I have downloaded several .zip archives from the Wayback Machine, and all are truncated by that one byte. This indicates that the web-crawling software used by the Internet Archive is (or was) defective.

If you have downloaded such a file, you can fix it by appending a zero byte to the end of the .zip file.


Regards,
-- Mark

Reply [edit]

Poster: Brad Date: Dec 24, 2003 7:29am
Forum: web Subject: Re: Broken/truncated .zip files in Wayback Machine

Hi Mark,

Definitely possible that various crawlers that have accumulated the web archives over the years have had faults.

Another common cause for this kind of problem, and that may be what's occurring here, is that many of the crawlers stopped downloading files at 1MB, and that's all we have in the collection. Quite a calamity, but that's where we are.

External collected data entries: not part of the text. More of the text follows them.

PR #999, opened 2020-10-20
Add error detail for API result

### LINKED ISSUE #706: Add an option to return the actual error values

jennyliang220:
Closes #706

### DIFF
--- a/lib/api.js
+++ b/lib/api.js
@@ -7,6 +7,7 @@ const self = require('../package')
 ,   sink = require('./sink')
 ,   util = require('./util')
 ,   validator = require('./validator')
+,   l10n = require('./l10n')
 ;
 
 const Sink = sink.Sink
@@ -97,8 +98,10 @@ const processRequest = function(req, res) {
                     warnings2 = [];
                     info2 = [];
                     v2 = new validator.Specberus();
-                    handler2 = new Sink(function(...data2) {
-                        errors2.push(Object.assign({}, ...data2));
+                    handler2 = new Sink(function (...data2) {
+                        var data = Object.assign({}, ...data2);
+                        data.message = l10n.assembleData(null, data.name, data.key, data.extra).message;
+                        errors2.push(Object.assign({}, data));
                     }, function() {
                         sendJSONresult(errors2, warnings2, info2, res, meta);
                     }, function(...data2) {
--- a/lib/api.js
+++ b/lib/api.js
@@ -37,7 +37,7 @@ const sendJSONresult = function(err, warn, inf, res, metadata) {
 
 const getErrorMessage = function (...data2) {
     var data = Object.assign({}, ...data2);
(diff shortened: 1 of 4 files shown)


lib/api.js
```diff
@@ -97,14 +107,14 @@ const processRequest = function(req, res) {
                     warnings2 = [];
                     info2 = [];
                     v2 = new validator.Specberus();
-                    handler2 = new Sink(function(...data2) {
-                        errors2.push(Object.assign({}, ...data2));
+                    handler2 = new Sink(function (...data2) {
```
deniak, line 110: This is not related to your changes but `handler2` should also listen to `exception` events like `handle` does on l.123

deniak (changes requested):
This currently only works with the `auto` profile. You also need to add the `getErrorMessage` in the other functions composing the handler at l.134

deniak (changes requested):
The API part looks good but as mentioned during our last call, the error message should also be returned in the `validate` function

lib/util.js
```diff
@@ -18,6 +20,9 @@ const files1 = fs.readdirSync(`${__dirname}/profiles/TR/`),
  */
 
 const buildJSONresult = function(err, warn, inf, metadata) {
+    err.every(insertDetailMessage);
```
deniak, line 23: The issue with adding the `detailMessage` in `buildJSONresult` is that it's only available when pubrules is done processing all the rules (see https://github.com/w3c/specberus/blob/main/lib/validator.js#L69). It would make more sense to add the message on each error/warning/info detected (on validator.js from lines [L.48](https://github.com/w3c/specberus/blob/main/lib/validator.js#L48) to [L.50](https://github.com/w3c/specberus/blob/main/lib/validator.js#L50) and [L.106](https://github.com/w3c/specberus/blob/main/lib/validator.js#L106) to [L.108](https://github.com/w3c/specberus/blob/main/lib/validator.js#L108)

deniak (changes requested):

lib/util.js
jennyliang220: I add the message in [validator.js](https://github.com/w3c/specberus/pull/999/files#diff-75a677c2b40d5af505ce7b663015040bc3ff16953b75b43e44ddebe88c59d836) for `Specberus.prototype.error`, when emitting the error/warning.

```
this.sink.emit('warning', rule, {
    key: key,
    extra: extra,
    detailMessage: l10n.assembleData(null, rule, key, extra).message
});
```
So in https://github.com/w3c/specberus/blob/main/lib/validator.js#L107 you'll have it in `data` already.
```
self.sink.on('warning', function (...data) { warnings.push(Object.assign({}, ...data)); });
```

deniak (approved):

deniak:
Thanks @jennyliang220. Merging now.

If a zip file ends at 1MB exactly (or within a few bytes: sometimes 1MB includes the HTTP header, for webnerds) then this may be the problem. Generally, there are internal consistancy checks(CRCs) in the zip files themselves, so if your solution of adding a null byte to the end of the file seems to get you a usable zip file, then that's great! Please let me know if this is the case, by responding here, as we may be able to auto-detect and fix this problem as we serve the files, in the future.

Thanks for posting your solution.

Brad

Reply [edit]

Poster: Z19 Date: Dec 31, 2005 2:18am
Forum: web Subject: Re: Broken/truncated .zip files in Wayback Machine

On December 24, 2003 03:29:40pm Brad wrote:
> we may be able to auto-detect and fix this problem as we serve the files, in the future

Two years later, this has been reported numerous times, and you are still serving zip files one byte short. Is this ever going to be fixed?

Reply [edit]

Poster: wjgeorge Date: Jun 28, 2007 9:40pm
Forum: web Subject: Re: Broken/truncated .zip files in Wayback Machine

1) Copy the file you want to fix to a file named "fixme"
2) Run the fixme.pl script:

open(FOO,">>fixme");
binmode(FOO);
syswrite(FOO,chr(0),1);

3) Test with your zip program
4) rename or copy the file named "fixme" to your orginal file name




This post was modified by wjgeorge on 2007-06-29 04:40:01

Reply [edit]

Poster: Z19 Date: Jun 28, 2007 11:25pm
Forum: web Subject: Re: Broken/truncated .zip files in Wayback Machine

Well, thanks, but I can fix the files myself.
The problem is, why doesn't the Archive fix their files?

Why doesn't anyone at the Archive even bother to reply?

It's only been an outstanding, known problem with a simple fix for at least 4 years.

Reply [edit]

Poster: mark_k Date: Dec 24, 2003 8:39am
Forum: web Subject: Re: Broken/truncated .zip files in Wayback Machine

Hi,

The problem is definitely not related to the 1MB file size issue; the files I examined were 200K or so long, from memory.

As I understand it, in the .zip file format there is a list of filenames in the archive right at the end of the file. And presumably the file format requires a trailing zero byte.

Some/most archiver programs report an error like "end of central directory signature not found" (from memory) when you try to work with a file missing its final zero byte.

If you like, I can send some example web.archive.org URLs by private email so you can investigate this issue yourself.

Regards,
-- Mark

Reply [edit]

Poster: Dolphin Date: Dec 23, 2003 10:19am
Forum: web Subject: Re: Broken/truncated .zip files in Wayback Machine

That's great news. It's hard enough as it is to get a zip file from Wayback Machine because you almost always get the cannot connect error. Now how does one append a zero byte to a zip file?